━━ Data section

Issue #344, opened 2026-09-12
[Core refactor 9/16] Move provider and account validators to authserver


leodip:
## Goal

Move every database-backed and auth-only validator out of `core/validators`, leaving behind only the two symbols the admin console actually uses.

## Rationale

`core/validators` mixes provider endpoint validation (authorization request, token request) with account and profile validation (email uniqueness, profile persistence, password policy, canonical address, phone) and two small shared helpers. Because Go compiles an imported package whole, every consumer of the package inherits its dependency on `core/data`, `core/encryption`, `core/models` and the OAuth provider surface. That single edge is one of the five paths by which all four database drivers reach the admin console's binary.

## What this issue absorbed

This issue replaces the former #345, which split the same package along a line that does not exist in the consumer graph. It also absorbs **#230** and **#124**, two non-epic issues that live in this package and are better done before the move than after — see *Work folded in from other issues* below. All three are closed and point here.

## Why this is one issue and not several

The admin console's production code references exactly two symbols from this package: `validators.ContainsAngleBrackets` and `validators.NewIdentifierValidator`. The whole job is therefore one sentence — keep `identifier_validator.go` and `angle_brackets_validator.go`, move the rest — and splitting it in two gains nothing.

Worse, the split put `authorize_validator.go` and `token_validator.go` in one issue and `email_validator.go` and `profile_validator.go` in the other, but **all four** import `core/data`. So the former #344 would have landed while `core/validators` still imported `core/data`, and its own acceptance criterion ("core/validators no longer imports core/data") would only have been half-true. The package also has one `test_main_test.go` and one `mocks/` directory, which a split reorganizes twice.

## Implementation guidance

1. Re-run the production consumer census before moving anything and use it as the source of truth; the census above is accurate as of the regrouping.
2. Keep `IdentifierValidator` and `ContainsAngleBrackets` in `core/validators`. Move everything else — `authorize_validator.go`, `token_validator.go`, `email_validator.go`, `profile_validator.go`, `password_validator.go`, `address_validator.go`, `phone_validator.go`, their input types, mocks and complete tests — to authserver.
3. Do not land them all in one package. The endpoint validators belong with the provider code moved in #339; the account and profile validators belong with the account services. Split the `mocks/` directory and `test_main_test.go` to match.
4. Move `core/phonecountries` with the phone validator. After this issue its only other consumer, `authserver/internal/handlers/apihandlers`, is in the same module.
[...]

Issue #339, opened 2026-09-12
[Core refactor 8/16] Move the OAuth provider to authserver


leodip:
## Goal

Move the whole provider half of the OAuth code — `core/oauthprovider` (ceremony context, authorization-code issuance, signing-key rotation, token issuance) and `core/oauthdb` (the database-backed token parser) — into the auth server.

## Rationale

#338 already drew the line between the shared OAuth client surface and the provider surface, and put the provider half in its own package. What remains is to carry that package across the module boundary. None of it is a cross-process contract: `AuthContext` is the auth server's authorization state machine, code and token issuance write provider-owned grant state, key rotation owns private-key lifecycle, and the `oauthdb` parser validates tokens by reading the auth server's signing keys. The admin console consumes public JWKS over HTTP and issues nothing.

## What this issue absorbed

This issue replaces the former #340, #341, #342 and #343, which split the same package move into four. They are closed and point here.

## Why this is one issue and not several

`core/oauthprovider` holds four production files — `auth_context.go` (349 lines), `code_issuer.go` (145), `signing_key_rotator.go` (189) and `token_issuer.go` (1380) — plus `mocks/`. Its only importers are seven `authserver` packages (`internal/handlerhelpers`, `internal/handlers`, `internal/handlers/apihandlers`, `internal/handlers/mocks`, `internal/middleware`, `internal/server`, `tests/data`) and its own `mocks/`. There is no adminconsole edge and no core edge into it.

`core/oauthdb` is 484 lines across three files and is imported by exactly one file, `authserver/internal/server`.

Moving these one file at a time therefore means four passes over the same seven consumer packages, with three intermediate states in which `core/oauthprovider` is half-empty and the auth server imports both the old and the new path. The review surface is the diff, and the diff is a path rename; the reviewer's question is "did anything change?", which `git diff -M` answers identically for four files or one. Keep the per-file commit granularity inside this issue instead.

## Implementation guidance

1. Move `auth_context.go`, `code_issuer.go`, `signing_key_rotator.go`, `token_issuer.go`, their tests and their mocks to authserver-owned provider packages. Prefer one commit per file so each rename stays reviewable.
2. Move `core/oauthdb/token_parser.go` and its full test suite with them.
3. Do not land a generic catch-all package. Ceremony state, issuance and key rotation have distinct responsibilities; give them packages that say so.
[...]

PR #367, opened 2026-09-15
refactor(oauth): split shared client primitives from provider code

### LINKED ISSUE #338: [Core refactor 7/29] Separate shared OAuth client primitives from provider code
## Goal

Define the stable OAuth/OIDC surface actually shared with adminconsole and separate it from auth-server provider implementation.

## Rationale

Adminconsole is an OAuth client/resource server: it needs token response values, PKCE, token exchange, and JWT/JWKS validation. It does not issue codes or tokens or rotate provider signing keys. Those roles currently share core/oauth, so provider files leak database dependencies into a package the admin console legitimately imports. TokenResponse also participates in gob-encoded admin sessions, making serialized type identity a compatibility constraint.

## Implementation guidance

1. Inventory every exported core/oauth symbol and record its production consumers.
2. Keep stable shared value types such as TokenResponse, JwtToken, and JwtInfo at a compatible package path unless explicit legacy gob registration is proven by test.
3. Keep or extract shared client-side token exchange, JWT/JWKS validation, and PKCE helpers into cohesive shared packages.
4. Leave provider-only AuthContext, issuers, rotators, and validators for issues 8 through 13.
5. Preserve JSON names, gob registration, accepted JWT algorithms, issuer/audience/expiry checks, clock behavior, JWKS refresh/cache behavior, HTTP client injection, form encoding, client authentication, response limits, and error mapping.
6. Replace broad mocks with consumer-owned narrow interfaces without changing runtime wiring.
7. Add compatibility fixtures for token JSON and gob-encoded session values.

## Acceptance criteria

- Core OAuth client packages have no dependency on core/data or provider persistence models.
- Adminconsole compiles against only the documented shared client/protocol surface.
- Existing admin sessions containing OAuth token responses remain readable.

## Dependencies

Depends on #337. Complete before provider code starts moving.

## Epic context

<details>

- [#333 — Remove dead interfaces and accidental shared dependencies](https://github.com/leodip/goiabada/issues/333)
- [#336 — Move rate limiting and its middleware to authserver](https://github.com/leodip/goiabada/issues/336)
- [#338 — Separate shared OAuth client primitives from provider code](https://github.com/leodip/goiabada/issues/338) (this issue)

</details>

leodip:
Closes #338.

## What this is for

`core/oauth` holds two unrelated things. One half is what an OAuth *client* needs — token response
values, PKCE, JWT and JWKS validation — and the admin console is exactly that. The other half issues
authorization codes, issues tokens and rotates signing keys, and three of the package's twelve
production files import `core/data` to do it.

Because Go's dependency unit is the package, the admin console links all four database drivers and
`go-sqlbuilder` to get at a struct with seven string fields. `core/oauth` is one of exactly two paths
it takes to `core/data`; `core/validators` is the other, and #344 owns that one.

This change draws the line. The shared half keeps the `core/oauth` import path and becomes kernel; the
provider half moves to a new `core/oauthprovider`, which #339, #341, #342 and #343 then empty one file
at a time.

## The rule it establishes

**`core/oauth` is the shared OAuth/OIDC surface and nothing else.** Its ownership row in
`ARCHITECTURE.md` reads `kernel`, which means the architecture guard starts checking its production
imports on every module's unit tier — an exemption it had only because a `split` package has nothing
yet to check at package granularity. After this it imports `core/errs` and `core/hashutil`, and the
second is recorded as a temporary exception owned by #360, beside the `core/handlerhelpers` row that
is the other half of the same pair.

The shared half keeping its import path is deliberate and is the whole reason the direction was chosen.
`TokenResponse` is the only type either binary gob-registers, the admin console stores one in its
session, and gob derives the registered name from the **import path**. Moving it would break every
existing admin session; leaving it costs nothing. A test in this change pins that by asserting the
registered name appears verbatim in the encoded bytes, so whoever moves these types next breaks
loudly rather than silently.

## It is not purely structural

One thing here is behaviour, and it is named rather than smuggled. Three calls the admin console makes
to the auth server read a peer response with no bound, and the code-for-token exchange builds an
`http.Client` with no timeout on every call, so a peer that accepts the connection and never answers
hangs the callback handler indefinitely. This change bounds all three at ten seconds and 1 MiB — the
values the admin console already applies to the same endpoint on every page load — and runs the two
single-use grants on a context detached from the browser's, because abandoning a read after the auth
server has already burned the grant loses the only copy of what it issued.

The issue's own non-goals say a structural refactor would not do this. It is here because it rides on
the same surfaces and the reviewer reads no new layer for it.

## Status

**Ready for review.** All five stages landed, the whole change was reviewed twice at the final gate,
both rounds are fully disposed with nothing refuted and nothing deferred, and the check suite was green
on `9cf5e2bd`. One commit landed after that review, `3462ff0c`, which builds the follow-up this run had
drafted rather than filed; it is described in its own section below and is not covered by either review
round, and the suite is green on it.

### Stage 1: split `core/oauth`, leaving the shared half in place
`74eda30b`

Thirteen provider files moved to `src/core/oauthprovider/` as `package oauthprovider` — `AuthContext`
and the auth states, `response_type.go`, `CodeIssuer`, `SigningKeyRotator`, `TokenIssuer`, their tests,
and the `TestMain` whose data cipher two of them need. The eleven shared files stayed put, so every one
of the 141 files naming only shared symbols is untouched and `TokenResponse`'s gob identity is unchanged
by construction. `git` records each move as a rename.

The dependency runs one way: `token_issuer.go` and its test gained a `core/oauth` import for
`TokenResponse` and `JwtToken`, and nothing left in `core/oauth` names a provider symbol. `core/oauth`
now imports `core/errs` and `core/hashutil` and nothing else, and gained a package doc comment saying
what it is. Thirty-seven consumers changed an import line, a qualifier or both, including three that are
easy to miss: two name moved types in comments only, and one reaches the issuer solely through the
relocated mock package.

`ARCHITECTURE.md` took six edits — `core/oauth` to `kernel`, a `core/oauthprovider` row at #339, the
`core/oauth -> core/hashutil` exception row, the row count, and the two prose sites this change
falsified. `CLAUDE.md` and `AGENTS.md` took five each and remain byte-identical, which the guard checks.
`slog_lint.go` gained the new directory and `agentdocs.go` follows `auth_context.go` to it.
`CreateCodeInput` now carries the constraint between #339 and #341 in its own words.

Tiers: unit green (6877 passing — the tier that runs the architecture guard), lint green (0 issues,
four modules), data green on sqlite (554), integration green on sqlite (1394). The four-engine data and
integration verdict is the check suite's.

Goal 1 was checked against the closure probe rather than argued: the admin console now has exactly one
path to `core/data`, through `core/validators`, and all five driver rows still read `yes`.

One deviation worth knowing: `generate-mocks.sh` could not be run as the plan asked. The dev
container's mockery is ahead of whatever generated the committed mocks and rewrites fourteen of them
that this change does not touch, all with the same boilerplate hunk. The three intended mock changes
were applied in the committed files' own style instead, verified by regenerating and diffing against
the result. The version drift is a separate problem and is drafted as a follow-up.

### Stage 2: pin the wire, and delete the auth server's dead gob registration
`a190102f`

New `src/core/oauth/wire_test.go`, seven cases. The gob one encodes a `map[interface{}]interface{}`
keyed by `constants.SessionKeyJwt` and holding a populated `TokenResponse` — the shape
`handler_auth_callback.go` stores — and asserts the encoded bytes contain the literal
`github.com/leodip/goiabada/core/oauth.TokenResponse`, rather than recomputing gob's naming rule,
then decodes it back and checks all seven fields. That string is in every admin session in flight,
because gob derives a registered name from the import path; the constant holding it carries the
reasoning, so whoever moves these types next meets the cost at the moment they try rather than
after a release.

The JSON table is the shape `core/api/session_wire_test.go` established: `TokenResponse` populated
and zero (`{}`, which is all seven `omitempty` tags at once), `Jwk` populated and zero (all six
keys present, since none carries `omitempty`), `Jwks` populated and zero (`{"keys":null}`, the nil
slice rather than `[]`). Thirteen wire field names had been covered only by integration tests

━━━━

• Exercise instructions:
Reproduce only the lines above spanning from the line containing "5. Preserve JSON" through the line containing "- [#336 — Move", word for word.

• Completed task:
5. Preserve JSON names, gob registration, accepted JWT algorithms, issuer/audience/expiry checks, clock behavior, JWKS refresh/cache behavior, HTTP client injection, form encoding, client authentication, response limits, and error mapping.
6. Replace broad mocks with consumer-owned narrow interfaces without changing runtime wiring.
7. Add compatibility fixtures for token JSON and gob-encoded session values.

## Acceptance criteria

- Core OAuth client packages have no dependency on core/data or provider persistence models.
- Adminconsole compiles against only the documented shared client/protocol surface.
- Existing admin sessions containing OAuth token responses remain readable.

## Dependencies

Depends on #337. Complete before provider code starts moving.

## Epic context

<details>

- [#333 — Remove dead interfaces and accidental shared dependencies](https://github.com/leodip/goiabada/issues/333)
- [#336 — Move rate limiting and its middleware to authserver](https://github.com/leodip/goiabada/issues/336)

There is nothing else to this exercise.